Data extract:
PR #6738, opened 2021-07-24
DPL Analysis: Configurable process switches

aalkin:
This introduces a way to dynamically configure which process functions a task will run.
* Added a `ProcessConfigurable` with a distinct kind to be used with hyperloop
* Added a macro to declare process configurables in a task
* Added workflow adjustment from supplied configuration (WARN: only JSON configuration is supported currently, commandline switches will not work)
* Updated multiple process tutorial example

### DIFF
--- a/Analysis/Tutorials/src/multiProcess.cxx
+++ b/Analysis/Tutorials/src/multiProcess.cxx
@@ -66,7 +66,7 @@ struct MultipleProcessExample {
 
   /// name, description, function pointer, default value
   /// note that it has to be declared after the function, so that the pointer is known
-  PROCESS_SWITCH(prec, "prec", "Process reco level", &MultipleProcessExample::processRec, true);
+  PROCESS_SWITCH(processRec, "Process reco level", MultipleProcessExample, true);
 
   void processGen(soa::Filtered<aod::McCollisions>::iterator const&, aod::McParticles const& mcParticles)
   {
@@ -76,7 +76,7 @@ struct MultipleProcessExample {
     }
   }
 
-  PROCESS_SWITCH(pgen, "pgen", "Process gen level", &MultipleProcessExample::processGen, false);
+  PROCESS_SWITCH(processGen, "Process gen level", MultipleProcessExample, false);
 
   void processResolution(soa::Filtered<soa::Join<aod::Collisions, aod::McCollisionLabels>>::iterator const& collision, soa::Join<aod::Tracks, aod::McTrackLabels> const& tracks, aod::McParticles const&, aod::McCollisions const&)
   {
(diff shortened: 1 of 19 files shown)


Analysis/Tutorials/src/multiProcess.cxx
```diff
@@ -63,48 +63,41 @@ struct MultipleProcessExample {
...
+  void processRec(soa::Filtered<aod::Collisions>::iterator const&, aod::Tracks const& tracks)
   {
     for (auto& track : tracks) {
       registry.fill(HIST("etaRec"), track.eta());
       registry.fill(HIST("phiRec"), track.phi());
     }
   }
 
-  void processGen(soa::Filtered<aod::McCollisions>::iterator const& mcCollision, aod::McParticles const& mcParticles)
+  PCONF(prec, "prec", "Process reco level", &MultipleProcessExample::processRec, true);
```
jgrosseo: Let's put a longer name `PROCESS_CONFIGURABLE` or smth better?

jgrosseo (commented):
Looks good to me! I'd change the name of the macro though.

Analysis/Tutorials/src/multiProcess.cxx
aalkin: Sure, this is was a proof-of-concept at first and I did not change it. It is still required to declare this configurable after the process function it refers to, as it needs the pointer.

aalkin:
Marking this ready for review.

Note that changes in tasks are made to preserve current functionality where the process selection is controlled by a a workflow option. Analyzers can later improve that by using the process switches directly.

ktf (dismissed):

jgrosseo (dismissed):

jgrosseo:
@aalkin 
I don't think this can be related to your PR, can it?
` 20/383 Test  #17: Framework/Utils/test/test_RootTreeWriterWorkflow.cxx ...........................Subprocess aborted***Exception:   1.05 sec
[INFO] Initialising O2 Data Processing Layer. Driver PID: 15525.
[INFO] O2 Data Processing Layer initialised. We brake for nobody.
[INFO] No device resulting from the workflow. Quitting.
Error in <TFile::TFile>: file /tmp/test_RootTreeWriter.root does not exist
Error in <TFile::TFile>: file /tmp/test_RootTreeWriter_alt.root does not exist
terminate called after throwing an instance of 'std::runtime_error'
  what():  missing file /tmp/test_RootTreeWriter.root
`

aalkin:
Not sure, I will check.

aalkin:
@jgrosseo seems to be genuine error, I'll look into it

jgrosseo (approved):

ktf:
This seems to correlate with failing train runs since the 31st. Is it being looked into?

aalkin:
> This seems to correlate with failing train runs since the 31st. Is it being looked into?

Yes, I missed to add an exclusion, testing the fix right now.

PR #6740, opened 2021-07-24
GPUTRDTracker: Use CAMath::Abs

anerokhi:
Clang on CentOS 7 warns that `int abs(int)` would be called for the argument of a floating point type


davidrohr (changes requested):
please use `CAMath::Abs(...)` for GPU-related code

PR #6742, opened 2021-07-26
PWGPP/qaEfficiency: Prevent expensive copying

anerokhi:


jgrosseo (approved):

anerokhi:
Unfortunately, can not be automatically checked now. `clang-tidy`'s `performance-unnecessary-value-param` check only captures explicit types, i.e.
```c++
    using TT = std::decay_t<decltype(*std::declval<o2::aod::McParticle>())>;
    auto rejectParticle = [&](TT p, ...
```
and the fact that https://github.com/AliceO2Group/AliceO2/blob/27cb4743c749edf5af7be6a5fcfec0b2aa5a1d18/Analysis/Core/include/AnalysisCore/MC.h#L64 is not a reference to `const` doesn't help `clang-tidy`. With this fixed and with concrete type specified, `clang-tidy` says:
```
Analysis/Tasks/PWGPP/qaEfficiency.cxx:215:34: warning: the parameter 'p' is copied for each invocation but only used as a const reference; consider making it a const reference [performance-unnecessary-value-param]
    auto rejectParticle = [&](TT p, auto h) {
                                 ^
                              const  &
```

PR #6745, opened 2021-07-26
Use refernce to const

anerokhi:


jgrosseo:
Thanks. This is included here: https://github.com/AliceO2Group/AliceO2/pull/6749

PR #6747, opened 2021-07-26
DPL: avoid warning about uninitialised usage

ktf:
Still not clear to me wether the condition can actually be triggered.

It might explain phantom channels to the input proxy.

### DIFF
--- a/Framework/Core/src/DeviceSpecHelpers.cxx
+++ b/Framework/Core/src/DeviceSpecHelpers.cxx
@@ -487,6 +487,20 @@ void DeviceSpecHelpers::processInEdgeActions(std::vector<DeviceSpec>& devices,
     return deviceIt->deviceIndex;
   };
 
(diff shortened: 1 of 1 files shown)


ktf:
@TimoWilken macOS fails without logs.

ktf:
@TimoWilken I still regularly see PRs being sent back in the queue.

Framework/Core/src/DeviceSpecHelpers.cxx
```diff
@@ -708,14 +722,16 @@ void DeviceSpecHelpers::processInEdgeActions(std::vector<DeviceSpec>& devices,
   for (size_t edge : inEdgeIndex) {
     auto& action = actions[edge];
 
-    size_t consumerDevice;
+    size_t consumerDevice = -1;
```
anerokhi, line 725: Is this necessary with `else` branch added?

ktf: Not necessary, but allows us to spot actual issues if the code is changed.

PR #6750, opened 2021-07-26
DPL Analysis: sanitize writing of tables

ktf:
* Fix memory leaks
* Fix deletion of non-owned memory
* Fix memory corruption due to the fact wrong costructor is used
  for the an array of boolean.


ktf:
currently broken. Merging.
---
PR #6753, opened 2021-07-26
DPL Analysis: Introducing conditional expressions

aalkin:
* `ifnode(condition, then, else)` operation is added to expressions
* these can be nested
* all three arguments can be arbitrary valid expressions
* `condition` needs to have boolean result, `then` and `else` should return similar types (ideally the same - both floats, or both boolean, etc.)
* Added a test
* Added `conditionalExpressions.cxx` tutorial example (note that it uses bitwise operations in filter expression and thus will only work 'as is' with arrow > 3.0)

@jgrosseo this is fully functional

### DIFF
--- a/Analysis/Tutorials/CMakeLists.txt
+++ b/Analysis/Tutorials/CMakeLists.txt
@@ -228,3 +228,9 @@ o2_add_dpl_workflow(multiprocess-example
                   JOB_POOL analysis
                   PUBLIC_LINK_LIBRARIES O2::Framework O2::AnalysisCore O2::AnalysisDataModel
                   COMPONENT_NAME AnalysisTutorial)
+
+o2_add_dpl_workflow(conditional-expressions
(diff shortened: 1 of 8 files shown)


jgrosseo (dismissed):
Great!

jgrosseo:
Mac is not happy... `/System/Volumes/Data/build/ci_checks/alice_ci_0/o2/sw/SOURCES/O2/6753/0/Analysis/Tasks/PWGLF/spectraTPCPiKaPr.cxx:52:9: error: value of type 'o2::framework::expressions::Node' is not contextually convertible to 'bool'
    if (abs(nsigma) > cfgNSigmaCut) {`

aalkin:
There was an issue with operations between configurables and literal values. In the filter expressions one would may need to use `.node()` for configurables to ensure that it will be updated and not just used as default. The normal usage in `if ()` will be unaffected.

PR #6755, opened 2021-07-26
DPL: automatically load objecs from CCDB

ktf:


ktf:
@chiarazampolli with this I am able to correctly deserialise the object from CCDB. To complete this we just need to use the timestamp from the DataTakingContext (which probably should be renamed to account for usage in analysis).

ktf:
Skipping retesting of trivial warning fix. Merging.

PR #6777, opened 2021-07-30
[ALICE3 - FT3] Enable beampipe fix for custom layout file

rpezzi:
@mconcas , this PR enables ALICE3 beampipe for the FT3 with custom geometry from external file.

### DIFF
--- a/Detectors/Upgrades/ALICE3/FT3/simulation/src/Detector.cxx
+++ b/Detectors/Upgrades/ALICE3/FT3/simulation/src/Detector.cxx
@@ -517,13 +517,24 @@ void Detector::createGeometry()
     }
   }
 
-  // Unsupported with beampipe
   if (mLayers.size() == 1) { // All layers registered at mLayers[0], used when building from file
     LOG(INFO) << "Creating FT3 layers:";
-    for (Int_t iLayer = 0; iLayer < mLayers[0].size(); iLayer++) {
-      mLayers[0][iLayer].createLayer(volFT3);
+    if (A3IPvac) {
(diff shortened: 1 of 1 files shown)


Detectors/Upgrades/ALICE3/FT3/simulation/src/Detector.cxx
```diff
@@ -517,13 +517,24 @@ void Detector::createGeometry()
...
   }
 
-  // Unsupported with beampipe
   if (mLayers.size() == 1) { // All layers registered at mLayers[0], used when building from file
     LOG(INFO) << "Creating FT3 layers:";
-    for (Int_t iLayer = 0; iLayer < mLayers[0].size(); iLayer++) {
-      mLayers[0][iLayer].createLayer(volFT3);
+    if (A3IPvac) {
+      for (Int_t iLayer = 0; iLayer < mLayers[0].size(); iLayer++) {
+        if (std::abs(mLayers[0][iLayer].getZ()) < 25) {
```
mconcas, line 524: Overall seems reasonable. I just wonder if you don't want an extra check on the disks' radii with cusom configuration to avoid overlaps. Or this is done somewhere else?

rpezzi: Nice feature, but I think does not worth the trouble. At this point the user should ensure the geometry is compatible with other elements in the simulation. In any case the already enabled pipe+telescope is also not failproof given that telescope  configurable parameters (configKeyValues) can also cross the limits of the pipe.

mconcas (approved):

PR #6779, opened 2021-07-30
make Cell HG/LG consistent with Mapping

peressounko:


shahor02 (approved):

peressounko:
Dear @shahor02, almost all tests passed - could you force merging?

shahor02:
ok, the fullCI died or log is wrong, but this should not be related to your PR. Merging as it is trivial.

Task to complete: From the listing, reproduce every line where the word "PWGPP" is present.

Written answer:
PWGPP/qaEfficiency: Prevent expensive copying
Analysis/Tasks/PWGPP/qaEfficiency.cxx:215:34: warning: the parameter 'p' is copied for each invocation but only used as a const reference; consider making it a const reference [performance-unnecessary-value-param]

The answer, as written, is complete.